To the FA community at large, I apologize to you, for failing to remain impartial in a tense situation, and allowing my emotions to control my replies. I will say that I've never allowed my emotions to control my administrative actions, so at least there's that - but proper public decorum is just as important, because it matters little if I actually act impartially in my administrative actions if nobody believes me to be impartial in anything.

I hold FA administrators to a certain standard, and today I have failed that standard. Until I am able to look at these forums and read replies without feeling rage boiling up within me and trying to take control, waiting for a moment of weakness or bad judgement to do so, then I feel I cannot act as an administrator, a moderator, or a proper representative of Furaffinity.

Henry J. Thiel
Bengaley Summercat


----------



## Evan of Phrygia (Sep 9, 2012)

:c

I hope things sort themselves out for you, you always did come off as a rather nice person.

Good luck with everything.


----------



## Grimfang (Sep 9, 2012)

I don't think you've really done anything wrong, but hey, it's good to hold yourself to standards and recognizing when you go below them. Just don't beat yourself up. Frustrating shit happens. In the meantime, I hope your other circumstances improve.


----------



## Ouiji (Sep 9, 2012)

Sorry things aren't going well for you.  I hope everything gets better for you soon.


----------



## Ashley Joy (Sep 9, 2012)

I appreciate the integrity you display, and hope others can learn from your example.


----------



## Jessica U. Ingmann (Sep 9, 2012)

Hey man.  Just so you know, the way you handled that thread?  You single-handedly made me respect _FA_ admins again.  And trust me, that's a *huge* accomplishment.  :3


----------



## Devious Bane (Sep 9, 2012)

Just because you're an admin doesn't mean you have to remain impartial on issues.
Though you may have lowered below your own standards I can say you're still meet the guidelines of the ones I hold others to.


----------



## kaskae (Sep 9, 2012)

It takes a big person to own up when they've done wrong, especially when in a position of power. Props to you, Summercat.

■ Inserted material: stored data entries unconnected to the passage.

PR #172, opened 2020-06-29
Job Explorer Feature

kialam:
Related #127

PR #182, opened 2020-07-08
ROI calculator date filter

### LINKED ISSUE #173: Add date filtering to the ROI calculator
# Description

Currently, the ROI calculator shows the calculation across the entirety of data we have stored for the account.
Customers want to be able to show the ROI for a particular date range (most often, year to date, or for a particular month)

**Describe the solution you'd like**
The ROI calculator should use our standard date picking widgetry, and use that to query the API for the date range specified.
The API should already support these queries.

The date range should potentially have a default. One suggestion would be "year to date".

**Describe alternatives you've considered**
Alternatives would be hardcoded UI choices (year to date, last 30 days, last week). But if we have a standard date picker interaction model, and the API supports it, I don't see a reason not to just do arbitrary dates.

**Additional context**

**Mock up**

**Related PRs**

# Verification

**Screenshot**

Add screenshot of implementation here when implemented

**Steps**

Add verification steps here when ready for QE

jctanner:
Fixes #173


jctanner:
image

@wenottingham @trahman73 does this look suitable ^ ?

wenottingham:
If we don't have full date filters in other places, this would work. At some point we should be able to do arbitrary date filtering in general.

jctanner:
@wenottingham yep, all of our date selectors are static buckets.

kialam:
@jctanner please sync up with @AparnaKarve who wrote the API backend for ROI. AFAIK it does not currently support custom date ranges but I could be mistaken.

Ladas:
@kialam @jctanner custom date ranges are supported, so it should work the same as other endpoints in v0_1 API

jctanner:
The component does a GET on a url like `https://prod.foo.redhat.com:1337/api/tower-analytics/roi_templates/?startDate=2020-03-08&endDate=2020-07-10`. The parameters are sent to the handler by https://github.com/RedHatInsights/tower-analytics-backend/blob/master/restapi/routers/v0_1.py#L175-L176 when then appear to be used in the sql query here https://github.com/RedHatInsights/tower-analytics-backend/blob/master/restapi/handlers.py#L1141

kialam:
@Ladas @jctanner we don't have a UI/UX workflow for any of our components for custom date ranges for `v0_1` api endpoints. So for now, let's stick with the pre-determined date ranges we currently have.

kialam:
Once we convert our existing `v0_1` endpoints to the new `v1` endpoints, we can reuse the custom date range picker from the Job Explorer list.

jctanner:
@kialam works for me!

AparnaKarve:
@jctanner How about we also add a Year To Date (YTD) filter?

jctanner:
@AparnaKarve that is the default ("Past Year") setting.

AparnaKarve:
oh I see - for some reason I interpreted "Past Year"  as the actual past year, as in, 2019.

src/Containers/AutomationCalculator/AutomationCalculator.js
```diff
@@ -128,6 +150,21 @@ const title = (
...
+    startDate: moment
+    .utc()
+    .subtract(1, 'year')
+    .format('YYYY-MM-DD'),
+    endDate: moment.utc().format('YYYY-MM-DD')
+};
+
+const timeFrameOptions = [
+    { value: 'please choose', label: 'Select date range', disabled: true },
+    { value: 365, label: 'Past year', disabled: false },
```
AparnaKarve, line 163: 'Past year' seems to be for the past 365 days. So for Today, this would mean 5 months of 2019 and 7 months of 2020.

Year To Date, OTOH, is a period, starting from the beginning of the current year and continuing up to the present day ([source](https://en.wikipedia.org/wiki/Year-to-date))

I think it would be a good addition. But you make the call :)

jctanner: Hrm, yeah I see your point. Let's check with @wenottingham

src/Containers/AutomationCalculator/AutomationCalculator.js
```diff
@@ -128,6 +150,21 @@ const title = (
...
+    { value: 31 * 3, label: 'Past quarter', disabled: false },
```
kialam, line 164: I think we can leverage moment here to calculate past quarter instead of doing a manual 31 * 4 days: `moment().startOf('quarter');` or you could do the last 3 months:
```
moment
    .utc()
    .subtract(3, 'months')
    .format('YYYY-MM-DD')
```

src/Containers/AutomationCalculator/AutomationCalculator.js
```diff
@@ -236,12 +273,15 @@ export const useAutomationFormula = () => {
     const [ roiData, setRoiData ] = useState([]);
     const [ selectedIds, setSelectedIds ] = useState([]);
 
+    /* this drives the start date parameter sent to the API */
+    let [ selectedStartValue, setSelectedStartValue ] = useState(365);
```
kialam, line 277: Line `153-158` + Line `386-387` are the ones that set the initial start and end date parameters when the page first loads.

jctanner:
@kialam i've implemented what I think you've suggested, however I have a few concerns:

1) useQueryParam's setEndDate function ignores inputs and always forces the value to $TODAY.
2) useQueryParam's setStartDate only works with integer values that are implied to be X days prior to $TODAY
3) readROI takes in timestamps not integers.

That all requires a confusing mix of using ints and timestamps in AutomationCalculator. If I have to create all parameters for readROI with useQueryParams, I'm always limited to the last N days. We will have to change it completely if we ever move to real date pickers.

src/Containers/AutomationCalculator/AutomationCalculator.js
```diff
@@ -128,6 +151,30 @@ const title = (
...
+const pastYTD = moment().startOf('year');
+const pastQuarter = moment().startOf('quarter');
+/* const pastQuarter = moment.utc().subtract(3, 'months'); */
+const pastMonth = moment().startOf('month');
+const today = moment.utc();
+
+/* we want a simple integer value to use in the form as the selected value */
+/* useQueryParam's setStartDate only handles integers for setStartDate */
+/* useQueryParam's setEndDate always forces the date to today and ignores any input */
+const timeFrameOptions = [
```
kialam, line 164: This seems overly complex for what it needs to be. Suggest something like:
```javascript
const timeFrameOptions = [
    { value: 'please choose', label: 'Select date range', disabled: true },
    { value: 365, label: 'Past year', disabled: false },
    { value: 1, label: 'Past year to date', disabled: false },
    { value: 90, label: 'Past quarter', disabled: false },
    { value: 31, label: 'Past quarter', disabled: false },
    { value: 31, label: 'Past month', disabled: false }
];
```

src/Containers/AutomationCalculator/AutomationCalculator.js
```diff
@@ -238,10 +285,19 @@ export const useAutomationFormula = () => {
 
     const { formatData } = automationCalculatorMethods();
 
+    const { queryParams, setEndDate, setStartDate } = useQueryParams(
```
kialam, line 288: I would move this into `Line 395`

kialam: Likewise I would also move the `useEffect()` hook into `AutomationCalculator`.

src/Containers/AutomationCalculator/AutomationCalculator.js
```diff
@@ -329,11 +385,23 @@ export const useAutomationFormula = () => {
...
 
 const AutomationCalculator = () => {
+
+    const {
+        updateData,
+        handleManualTimeChange,
+        handleToggle
+    } = automationCalculatorMethods();
+
+    const [ roiTimeFrame, setRoiTimeFrame ] = useState(1);
```
kialam, line 403: If we want the default date selection to be "Past year" and our `timeFrameOptions` object is the following as I suggested, then set this value to `365`.

src/Containers/AutomationCalculator/AutomationCalculator.js
```diff
@@ -346,14 +414,27 @@ const AutomationCalculator = () => {
         templatesList,
         selectedIds,
         setSelectedIds,
-        preflightError
+        preflightError,
```
kialam, line 417: There is no need to import these values if they get moved into the main block itself.

src/Containers/AutomationCalculator/AutomationCalculator.js
```diff
@@ -346,14 +414,27 @@ const AutomationCalculator = () => {
...
+        setStartDate,
+        setEndDate
     } = useAutomationFormula();
 
-    const {
-        updateData,
-        handleManualTimeChange,
-        handleToggle
-    } = automationCalculatorMethods();
+    const onChange = (index) => {
```
kialam, line 423: The PF `FormSelect` component returns the form `value` as a string as its first argument, and the synthetic event as its second argument (should you need it). You can read the documentation here: http://patternfly-react.surge.sh/documentation/react/components/formselect#props

src/Containers/AutomationCalculator/AutomationCalculator.js
```diff
@@ -371,6 +452,34 @@ const AutomationCalculator = () => {
...
+                              value={ roiTimeFrame }
+                              onChange={ onChange }
+                              aria-label="Select Date Range"
+                              style={ { margin: '2px 10px' } }
+                          >
+                              { timeFrameOptions.map((option, index) => (
+                                  <FormSelectOption
+                                      isDisabled={ option.disabled }
+                                      key={ index }
+                                      value={ index }
```
kialam, line 474: Should be `option.value`.

src/Containers/AutomationCalculator/AutomationCalculator.js
```diff
@@ -260,7 +316,7 @@ export const useAutomationFormula = () => {
 
         initializeWithPreflight();
         return () => (ignore = true);
-    }, []);
+    }, [queryParams]);
```
kialam, line 319: 👍

kialam:
> @kialam i've implemented what I think you've suggested, however I have a few concerns:
> 
> 1. useQueryParam's setEndDate function ignores inputs and always forces the value to $TODAY.
> 2. useQueryParam's setStartDate only works with integer values that are implied to be X days prior to $TODAY
> 3. readROI takes in timestamps not integers.
> 
> That all requires a confusing mix of using ints and timestamps in AutomationCalculator. If I have to create all parameters for readROI with useQueryParams, I'm always limited to the last N days. We will have to change it completely if we ever move to real date pickers.

@jctanner thanks for raising these concerns.
RE first concern: Yes, when we implement custom date pickers we will have to set actual end dates. Admittedly, `setEndDate` is a somewhat mis-name of the actual method, as it sets the current days date and should be called `setCurrentDate` or something. #172  correctly refactors `setEndDate` to accept user input. See [here](https://github.com/RedHatInsights/tower-analytics-frontend/blob/jo_job-explorer-list-view/src/Utilities/useQueryParams.js#L172).

RE second concern: Agreed, likewise #172 correctly refactors `setStartDate` to accept user input. See [here](https://github.com/RedHatInsights/tower-analytics-frontend/blob/jo_job-explorer-list-view/src/Utilities/useQueryParams.js#L171).

I plan to deprecate the old `setStartDate` and `setEndDate` methods once we completely switch over to the new v1 API.

As a side note, since we are adding new date ranges in your PR (Past year, year to date, and past quarter), we should update the [setStartDate](https://github.com/RedHatInsights/tower-analytics-frontend/blob/master/src/Utilities/useQueryParams.js#L60-L89) to accept these new ranges. E.g.:
```javascript
...
if (days === 365) {
                startDate = moment
                .utc()
                .subtract(1, 'year')
                .format('YYYY-MM-DD');
if (days === 90) {
                startDate = moment
                .utc()
                .startOf('quarter');
                .format('YYYY-MM-DD');
```

RE 3: Yes, the API expects a date formatted string, `YYYY-MM-DD`.

💡  Alternatively, if we think passing integers to the `useQueryParams` hook is too confusing, we can leverage `moment` to set the values in our `timeFrameOptions` object to the date formatted string the API expects and borrowing bits of what you've already written:

```javascript
const timeFrameOptions = [
    { value: 'please choose', label: 'Select date range', disabled: true },
    { value: pastYear.format('YYYY-MM-DD'), label: 'Past year', disabled: false },
    { value: pastYTD.format('YYYY-MM-DD'), label: 'Past year to date', disabled: false}
    ...
];

const handleOnChange = value => {
        setStartDate(value);
        setRoiTimeFrame(value);
};
```

`setStartDate` could then be refactored as simply:

`setStartDate: formattedDate => dispatch({ type: 'SET_STARTDATE', formattedDate })`

If we go this route, the rest of the app will have to be refactored to reflect these changes (which should be fairly easy).

src/Containers/AutomationCalculator/AutomationCalculator.js
kialam: If we go with the moment formatted date string value, then this would be `useState(pastYear.format('YYYY-MM-DD'))`

jctanner:
Notes from the call with @kialam ...

```
diff --git a/src/Containers/AutomationCalculator/AutomationCalculator.js b/src/Containers/AutomationCalculator/AutomationCalculator.js
index f64ae89..a5af171 100644
--- a/src/Containers/AutomationCalculator/AutomationCalculator.js
+++ b/src/Containers/AutomationCalculator/AutomationCalculator.js
@@ -155,18 +155,26 @@ const pastYear = moment.utc().subtract(1, 'year');
 const pastYTD = moment().startOf('year');
 const pastQuarter = moment().startOf('quarter');
 /* const pastQuarter = moment.utc().subtract(3, 'months'); */
-const pastMonth = moment().startOf('month');
+// const pastMonth = moment().startOf('month');
+const pastMonth = moment().utc().subtract(1, 'month');
 const today = moment.utc();
 /* we want a simple integer value to use in the form as the selected value */
 /* useQueryParam's setStartDate only handles integers for setStartDate */
 /* useQueryParam's setEndDate always forces the date to today and ignores any input */
+// const timeFrameOptions = [
+//     { id: 0, value: 'please choose', label: 'Select date range', disabled: true },
+//     { id: 1, value: 365, range: [today.diff(pastYear, 'days'), today.format('YYYY-MM-DD')], label: 'Past year', disabled: false },
+//     { id: 2, value: 2, range: [today.diff(pastYTD, 'days'), today.format('YYYY-MM-DD')], label: 'Past year to date', disabled: false },
+//     { id: 3, value: 3, range: [today.diff(pastQuarter, 'days'), today.format('YYYY-MM-DD')], label: 'Past quarter', disabled: false },
+//     { id: 4, value: 4, range: [today.diff(pastMonth, 'days'), today.format('YYYY-MM-DD')], label: 'Past month', disabled: false }
+// ];
 const timeFrameOptions = [
-    { id: 0, value: 'please choose', label: 'Select date range', disabled: true },
-    { id: 1, value: 1, range: [today.diff(pastYear, 'days'), today.format('YYYY-MM-DD')], label: 'Past year', disabled: false },
-    { id: 2, value: 2, range: [today.diff(pastYTD, 'days'), today.format('YYYY-MM-DD')], label: 'Past year to date', disabled: false },
-    { id: 3, value: 3, range: [today.diff(pastQuarter, 'days'), today.format('YYYY-MM-DD')], label: 'Past quarter', disabled: false },
-    { id: 4, value: 4, range: [today.diff(pastMonth, 'days'), today.format('YYYY-MM-DD')], label: 'Past month', disabled: false }
+    { value: 'please choose', label: 'Select date range', disabled: true },
+    { value: pastYear.format('YYYY-MM-DD'), label: 'Past year', disabled: false },
+    { value: pastYTD.format('YYYY-MM-DD'), label: 'Past year to date', disabled: false },
+    { value: pastQuarter.format('YYYY-MM-DD'), label: 'Past quarter', disabled: false },
+    { value: pastMonth.format('YYYY-MM-DD'), label: 'Past month', disabled: false }
 ];
 /* readROI must take datestrings for startDate and endDate */
@@ -285,7 +293,7 @@ export const useAutomationFormula = () => {
     const { formatData } = automationCalculatorMethods();
-    const { queryParams, setEndDate, setStartDate } = useQueryParams(
+    const { queryParams, setEndDate, setStartDateAsString } = useQueryParams(
         initialQueryParams
     );
@@ -420,20 +428,22 @@ const AutomationCalculator = () => {
         setEndDate
     } = useAutomationFormula();
-    const onChange = (index) => {
-        console.log('AC.onchange ...');
-        console.log(index);
-        console.log(timeFrameOptions[parseInt(index)]);
-        console.log('AC.onchange setstartdate to ...');
-        setStartDate(timeFrameOptions[parseInt(index)]['range'][0]);
-        console.log(timeFrameOptions[parseInt(index)]['range'][0]);
-        console.log(queryParams);
-        console.log('AC.onchange setenddate to ...');
-        setEndDate(timeFrameOptions[parseInt(index)]['range'][1]);
-        console.log(timeFrameOptions[parseInt(index)]['range'][1]);
-        console.log(queryParams);
-
-        setRoiTimeFrame(index);
+    const onChange = (val) => {
+        console.log('val', typeof val);
+        setStartDateAsString(val);
+        // console.log('AC.onchange ...');
+        // console.log(index);
+        // console.log(timeFrameOptions[parseInt(index)]);
+        // console.log('AC.onchange setstartdate to ...');
+        // setStartDate(timeFrameOptions[parseInt(index)]['range'][0]);
+        // console.log(timeFrameOptions[parseInt(index)]['range'][0]);
+        // console.log(queryParams);
+        // console.log('AC.onchange setenddate to ...');
+        // setEndDate(timeFrameOptions[parseInt(index)]['range'][1]);
+        // console.log(timeFrameOptions[parseInt(index)]['range'][1]);
+        // console.log(queryParams);
+
+        setRoiTimeFrame(val);
     };
     return (
@@ -471,7 +481,7 @@ const AutomationCalculator = () => {
                                   <FormSelectOption
                                       isDisabled={ option.disabled }
                                       key={ index }
-                                      value={ index }
+                                      value={ option.value }
                                       label={ option.label }
                                   />
                               )) }
```

```
diff --git a/src/Utilities/useQueryParams.js b/src/Utilities/useQueryParams.js
index 3a60489..5174df2 100644
--- a/src/Utilities/useQueryParams.js
+++ b/src/Utilities/useQueryParams.js
@@ -42,6 +42,9 @@ export const useQueryParams = initial => {
                 }
                 return { ...state, severity: action.severity };
+
+            case 'SET_STARTDATEASSTRING':
+                return { ...state, startDate: action.dateString };
             default:
                 throw new Error();
         }
@@ -79,10 +82,7 @@ export const useQueryParams = initial => {
                 .subtract(1, 'month')
                 .format('YYYY-MM-DD');
             } else {
-                startDate = moment
-                .utc()
-                .subtract(days, 'days')
-                .format('YYYY-MM-DD');
+                startDate = days;
             }
             dispatch({ type: 'SET_STARTDATE', startDate });
@@ -90,6 +90,7 @@ export const useQueryParams = initial => {
         setSortBy: sort => dispatch({ type: 'SET_SORT_BY', sort }),
         setLimit: limit => dispatch({ type: 'SET_LIMIT', limit }),
         setOffset: offset => dispatch({ type: 'SET_OFFSET', offset }),
-        setSeverity: severity => dispatch({ type: 'SET_SEVERITY', severity })
+        setSeverity: severity => dispatch({ type: 'SET_SEVERITY', severity }),
+        setStartDateAsString: startDate => dispatch({ type: 'SET_STARTDATE', startDate })
     };
 };
```

jctanner:
TODO:
jest tests to assert hooks are called when selection changes

package.json
```diff
@@ -71,6 +71,7 @@
     "npm-run-all": "^4.1.3",
     "postcss": "^7.0.16",
     "prop-types": "^15.6.2",
+    "redux-mock-store": "^1.5.4",
```
kialam, line 74: not sure why this library is needed?

jctanner:
@kialam current tests complete successfully, but @keithjgrant has figured out that we need to update react and react-dom to get act+async working together ...


```
[jtanner@jtx1 tower-analytics-frontend]$ git diff package.json
diff --git a/package.json b/package.json
index e750546..afc90f7 100644
--- a/package.json
+++ b/package.json
@@ -12,8 +12,8 @@
     "babel-plugin-transform-imports": "^2.0.0",
     "classnames": "^2.2.5",
     "moment": "^2.24.0",
-    "react": "16.8.6",
-    "react-dom": "16.8.6",
+    "react": "^16.9.0",
+    "react-dom": "^16.9.0",
     "react-redux": "^5.0.7",
     "react-router-dom": "^4.2.2",
     "redux": "^3.7.2",
```

I'm not sure how this would affect the rest of the app. Any thoughts on what to do?

package.json
keithjgrant: This mocks the redux store to give to the Provider so you don't have to spin up the full redux environment in tests

src/Containers/AutomationCalculator/AutomationCalculator.js
```diff
@@ -1,7 +1,11 @@
+/*eslint-disable */
```
brumik, line 1: I think you forgot to delete it :)

src/Containers/AutomationCalculator/AutomationCalculator.test.js
```diff
@@ -1,7 +1,30 @@
 /*eslint camelcase: ["error", {properties: "never", ignoreDestructuring: true}]*/
+/*eslint-disable padding-line-between-statements */
```
kialam, line 2: remove

src/Containers/AutomationCalculator/AutomationCalculator.test.js
```diff
@@ -1,7 +1,30 @@
...
+
 import { act } from 'react-dom/test-utils';
 import { automationCalculatorMethods, useAutomationFormula } from './AutomationCalculator';
 
+//import Api, { preflightRequest, readROI } from '../../Api';
```
kialam, line 7: remove

src/Containers/AutomationCalculator/AutomationCalculator.test.js
```diff
@@ -1,7 +1,30 @@
...
+//import * as math from "./math";
```
kialam, line 8: same as above

src/Containers/AutomationCalculator/AutomationCalculator.test.js
```diff
@@ -1,7 +1,30 @@
...
+
+ApiFuncs.preflightRequest = jest.fn();
+ApiFuncs.readROI = jest.fn();
+const mockResponse = {
+    ok: true,
+    json: () => Promise.resolve({})
+};
+ApiFuncs.preflightRequest = jest.fn();
+ApiFuncs.preflightRequest.mockResolvedValue(mockResponse);
+ApiFuncs.readROI = jest.fn();
```
kialam, line 25: Is this the same as line `18`?

src/Containers/AutomationCalculator/AutomationCalculator.test.js
```diff
@@ -291,3 +314,70 @@ describe('automationCalculatorMethods()', () => {
...
+
+        //await window.insights.chrome.auth.getUser();
+        global.insights = mockInsights;
+
+        // full mount ...
+        wrapper = mount(<Provider store={ store } ><AutomationCalculator /></Provider>);
+
+    });
+
+    afterEach(() => {
```
kialam, line 348: It does not appear that cleanup is occurring after each test assertion so this can be removed.

src/Containers/AutomationCalculator/AutomationCalculator.test.js
```diff
@@ -291,3 +314,70 @@ describe('automationCalculatorMethods()', () => {
         expect(automationCalculatorMethods().handleToggle('1', [ 1, '1' ])).toEqual([ 1 ]);
     });
 });
+
+describe('AutomationCalculator()', () => {
+
+    let wrapper;
+    //let mockHandleOnChange = jest.fn();
```
kialam, line 321: remove

src/Containers/AutomationCalculator/AutomationCalculator.test.js
```diff
@@ -291,3 +314,70 @@ describe('automationCalculatorMethods()', () => {
...
+    //const spy = jest.spyOn(Api, 'readROI');
```
kialam, line 322: same as above

src/Containers/AutomationCalculator/AutomationCalculator.test.js
```diff
@@ -291,3 +314,70 @@ describe('automationCalculatorMethods()', () => {
...
+                getUser: () => {
+                    return 'bob';
+                }
+            }
+        }
+    };
+
+    beforeEach(() => {
+
+        //newSpy = jest.spyOn(AutomationCalculator.prototype, 'handleOnChange');
```
kialam, line 336: remove

src/Containers/AutomationCalculator/AutomationCalculator.test.js
```diff
@@ -291,3 +314,70 @@ describe('automationCalculatorMethods()', () => {
...
+        const mockStore = configureStore();
+        const store = mockStore({});
+
+        //await window.insights.chrome.auth.getUser();
```
kialam, line 340: same as above?

src/Containers/AutomationCalculator/AutomationCalculator.test.js
```diff
@@ -291,3 +314,70 @@ describe('automationCalculatorMethods()', () => {
...
+        global.insights = mockInsights;
+
+        // full mount ...
+        wrapper = mount(<Provider store={ store } ><AutomationCalculator /></Provider>);
```
kialam, line 344: 👍 that's a tricky one

src/Utilities/useQueryParams.js
```diff
@@ -87,6 +87,7 @@ export const useQueryParams = initial => {
 
             dispatch({ type: 'SET_STARTDATE', startDate });
         },
+        setStartDateAsString: startDate => dispatch({ type: 'SET_STARTDATE', startDate }),
```
kialam, line 90: 🥇

PR #2, opened 2017-02-13
Compact server component

DanicaPivalica:


src/components/CompactServer/CompactServer.tsx
```diff
@@ -0,0 +1,86 @@
...
+    }
+
+    render() {
+         let isCritical = this.props.status === ServerStatus.Critical;
+         let isWarning = this.props.status === ServerStatus.Warning;
+         let isOK = this.props.status === ServerStatus.OK;
+         let className = 'compact-server-container ' ;
+
+         
+        if (isWarning) {
```
hbagarich: we use classnames module for creating the classnames for html elements

src/components/CompactServer/CompactServer.tsx
```diff
@@ -0,0 +1,86 @@
...
+    }
+
+    getRoleDisplay(role) {
+        return role.display;
+    }
+    
+     public shouldComponentUpdate(nextProps: ICompactServerProps, nextState) {
+        return !(this.props.serverName === nextProps.serverName
+            && this.props.status === nextProps.status
+            && this.props.roleList.map(this.getRoleDisplay).sort().join(',') === nextProps.roleList.map(this.getRoleDisplay).sort().join(',')
```
hbagarich: can we make a reference check here as to avoid deep comparing two arrays in should component update?

src/components/CompactServer/CompactServer.tsx
DanicaPivalica: Noted! Will change to using classnames.

src/components/CompactServer/CompactServer.tsx
DanicaPivalica: Yes, that is a better solution 💃 Will change it in the dashboard related branch.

I really do hope everything works out for you, because in my experience, I've always liked you the best of all of the FA admins. (Shh, don't tell.)


----------



## Taigitsune-Kun (Sep 9, 2012)

We'll keep the light on for ya. :3


----------



## Arshes Nei (Sep 9, 2012)

Downtimes and especially when trying to address changes like what is and is not allowed is a very stressful time for Admins/Mods. It's absolutely fine to take a step back if you feel you cannot handle it.


----------



## Glide (Sep 9, 2012)

You're a very, very good and mature person to admit to, and step back because of, your problems. I can understand this is a tough time for you since there appears to be pretty big hardware and software issues for you admins, not even accounting for your personal issues.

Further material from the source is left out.